Items from a data source
..............................
PR #79, opened 2022-08-17
CORGI-114: perf improvements saving product taxonomy I

JimFuller-RedHat:
This first PR related to CORGI-114 ensures 

* the list of components save_product_taxonomy works on is distinct
* component get_sources() returns correct information now, as well as avoid multiple objects returned
* added -f (force process) flag to loadbrewdata to force reprocessing of existing softwarebuilds

Note - there will be a couple more PRs related to CORGI-114

### DIFF
--- a/corgi/core/models.py
+++ b/corgi/core/models.py
@@ -200,8 +200,8 @@ class SoftwareBuild(TimeStampedModel):
         variant_ids = list(
             ProductComponentRelation.objects.filter(build_id=self.build_id)
             .filter(type=ProductComponentRelation.Type.ERRATA)
-            .values_list("product_ref", flat=True)
             .distinct()
+            .values_list("product_ref", flat=True)
         )
 
         stream_ids = list(
@@ -212,26 +212,30 @@ class SoftwareBuild(TimeStampedModel):
                     ProductComponentRelation.Type.BREW_TAG,
                 ]
             )
-            .values_list("product_ref", flat=True)
             .distinct()
+            .values_list("product_ref", flat=True)
         )
 
         product_details = get_product_details(variant_ids, stream_ids)
 
+        components = set()
         for component in Component.objects.filter(software_build__build_id=self.build_id):
             # This is needed for container image builds which pull in components not
             # built at Red Hat, and therefore not assigned a build_id
             for d in component.cnodes.all().get_descendants(include_self=True):
                 if not d.obj:
                     continue
-                for a in ["products", "product_versions", "product_streams"]:
-                    # Since we're only setting the product details for a specific build id we need
-                    # to ensure we are only updating, not replacing the existing product details.
-                    interim_set = set(getattr(d.obj, a))
-                    interim_set.update(product_details[a])
-                    setattr(d.obj, a, list(interim_set))
-                d.obj.channels = d.obj.get_channels()
-                d.obj.save()
+                components.add(d.obj)
+
+        for component in list(components):
+            for a in ["products", "product_versions", "product_streams"]:
+                # Since we're only setting the product details for a specific build id we need
+                # to ensure we are only updating, not replacing the existing product details.
+                interim_set = set(getattr(component, a))
+                interim_set.update(product_details[a])
+                setattr(component, a, list(interim_set))
+            component.channels = component.get_channels()
+            component.save()
 
         return None
 
@@ -913,17 +917,16 @@ class Component(TimeStampedModel):
     def get_source(self) -> list:
         """return all root nodes"""
         # this uses the mptt get_root function, not the get_root property defined on Component
-        sources = []
+        sources = set()
+
         for cnode in self.cnodes.all():
-            try:
-                source = cnode.get_root()
-                if source:
-                    sources.append(source.purl)
-            except MultipleObjectsReturned:
-                logger.warning(
-                    "Component %s returned multiple objects when returning sources", self.purl
-                )
-        return list(set(sources))
+            if cnode.is_root_node():
+                sources.add(cnode.obj.purl)
+            else:
+                for ancestor in cnode.get_ancestors():
+                    if ancestor.is_root_node():
+                        sources.add(ancestor.obj.purl)
+        return list(sources)
 
     def get_upstreams(self):
         """return upstreams component ancestors in family trees"""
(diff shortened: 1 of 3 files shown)


corgi/core/models.py
```diff
@@ -200,8 +200,8 @@ def save_product_taxonomy(self):
         variant_ids = list(
             ProductComponentRelation.objects.filter(build_id=self.build_id)
             .filter(type=ProductComponentRelation.Type.ERRATA)
-            .values_list("product_ref", flat=True)
             .distinct()
```
juspence, line 203: Is this change needed? I thought ordering of statements in a Django queryset didn't matter: 
```
Finally, note that you can call filter(), order_by(), etc. after the values() call, that means that these two calls are identical:

Blog.objects.values().order_by('id')
Blog.objects.order_by('id').values()
```

Reference: https://docs.djangoproject.com/en/3.2/ref/models/querysets/#values

corgi/core/models.py
```diff
@@ -212,26 +212,30 @@ def save_product_taxonomy(self):
...
+            .values_list("product_ref", flat=True)
         )
 
         product_details = get_product_details(variant_ids, stream_ids)
 
+        components = set()
         for component in Component.objects.filter(software_build__build_id=self.build_id):
             # This is needed for container image builds which pull in components not
             # built at Red Hat, and therefore not assigned a build_id
             for d in component.cnodes.all().get_descendants(include_self=True):
```
juspence: The .all() here will force the queryset to be re-evaluated (make another call to the DB to see if any rows changed), so we'll potentially end up making an extra DB call per component instead of using an already-cached result.

You should be able to avoid this by calling methods on ```component.cnodes``` directly, or else by using ```component.cnodes.get_queryset()```. I don't know it will help that much, but it did jump out at me as I was looking at this.

corgi/core/models.py
```diff
@@ -212,26 +212,30 @@ def save_product_taxonomy(self):
...
-                    # Since we're only setting the product details for a specific build id we need
-                    # to ensure we are only updating, not replacing the existing product details.
-                    interim_set = set(getattr(d.obj, a))
-                    interim_set.update(product_details[a])
-                    setattr(d.obj, a, list(interim_set))
-                d.obj.channels = d.obj.get_channels()
-                d.obj.save()
+                components.add(d.obj)
+
+        for component in list(components):
```
juspence, line 230: You can just iterate through the set directly, there's no need to convert it to a list first. I also wonder if we really need a separate loop just to check distinctness. Can't we do iteration above using e.g.:
```
for component in Component.objects.filter(software_build=self.build_id).distinct("pk"):
    for d in component.cnodes.get_descendants(include_self=True).distinct("pk"):
```

Would also be nice to avoid one-letter variable names (d, a) in favor of something more meaningful (descendant, attr).

EDIT: And after looking further, maybe instead of a nested loop, we should just iterate over ComponentNode directly:
```
for obj in ComponentNode.objects.filter(obj__software_build=self.build_id).distinct("pk").get_descendants(include_self=True).distinct("pk").select_related("obj").values_list("obj", flat=True):
    # Do stuff with component_node's obj
```
Query may need tweaking, but you get the idea - Python is slow and Postgres is fast, so moving logic into the DB should help I think.

corgi/core/models.py
```diff
@@ -913,17 +917,16 @@ def get_provides(self, include_dev=True):
...
-                    sources.append(source.purl)
-            except MultipleObjectsReturned:
-                logger.warning(
-                    "Component %s returned multiple objects when returning sources", self.purl
-                )
-        return list(set(sources))
+            if cnode.is_root_node():
+                sources.add(cnode.obj.purl)
+            else:
+                for ancestor in cnode.get_ancestors():
```
juspence, line 926: Instead of using a for-loop to find the ancestor, can't we just filter for the ancestor with no parent node, AKA the root of the tree? Like ```root = cnode.get_ancestors().get(parent=None)```, then add ```root.obj.purl``` to the set of sources directly?

corgi/core/models.py
```diff
@@ -212,26 +212,30 @@ def save_product_taxonomy(self):
...
-                    # to ensure we are only updating, not replacing the existing product details.
-                    interim_set = set(getattr(d.obj, a))
-                    interim_set.update(product_details[a])
-                    setattr(d.obj, a, list(interim_set))
-                d.obj.channels = d.obj.get_channels()
-                d.obj.save()
+                components.add(d.obj)
+
+        for component in list(components):
+            for a in ["products", "product_versions", "product_streams"]:
```
juspence, line 231: Nit: Iterating over a tuple ```("products", "product_versions", "product_streams")``` is faster than iterating over a list, though it makes very little difference for small collections. I only suggest since this is happening in a nested loop, so there might be some aggregate benefit.

corgi/tasks/brew.py
```diff
@@ -20,9 +20,9 @@
 
 
 @app.task(autoretry_for=RETRYABLE_ERRORS, retry_kwargs=RETRY_KWARGS)
-def slow_fetch_brew_build(build_id: int, save_product: bool = True):
+def slow_fetch_brew_build(build_id: int, save_product: bool = True, force_process: bool = False):
     logger.info("Fetch brew build called with build id: %s", build_id)
-    if SoftwareBuild.objects.filter(build_id=build_id).count() > 0:
+    if not force_process and SoftwareBuild.objects.filter(build_id=build_id).count() > 0:
```
juspence: Might be better to use .exists() here instead of .count() > 0

corgi/core/models.py
jasinner: I tried querying ComponentNode directly using `(obj__software_build_id=self.build_id)`. While it's a good idea, we'd have to change ComponentNode.obj type to be a GenericRelation from GenericForeignKey as it currently does allow reverse lookups.

corgi/core/models.py
JimFuller-RedHat: it shouldnt but cprofile says otherwise

corgi/tasks/brew.py
JimFuller-RedHat: oh yea, nice catch

corgi/core/models.py
JimFuller-RedHat: thx will try it out!

corgi/core/models.py
JimFuller-RedHat: We are making a distinct list of component entities (not ComponentNodes) and cprofile seemed to indicate otherwise - will give a try.

corgi/core/models.py
JimFuller-RedHat: this was pre-existing code - small speed difference.

corgi/core/models.py
JimFuller-RedHat: thx will try

PR #82, opened 2022-08-18
CORGI-152-split-save-from-load-errata

jasinner:
resolved https://issues.redhat.com/browse/CORGI-152


JimFuller-RedHat:
LGTM though we may need another recapture of test mock

PR #83, opened 2022-08-18
CORGI-114: enable fine grained configuration of postgresql local dev env

JimFuller-RedHat:
This PR enables configuration of postgresql (via adding postgresql.conf). We use the same idiom (w/ pg container) in other projects.

This work was done during analysis of CORGI-114 though is not specific to save_product_taxonomy() eg. provides a good performance bump 'across the board'.

**Note**- I will have a matching PR for infra repo.


jasinner:
LGTM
..............................
*The problem*. Search the data for the word "TimeStampedModel" and report how many lines include it, with the number alone.

*Solved exercise*. 3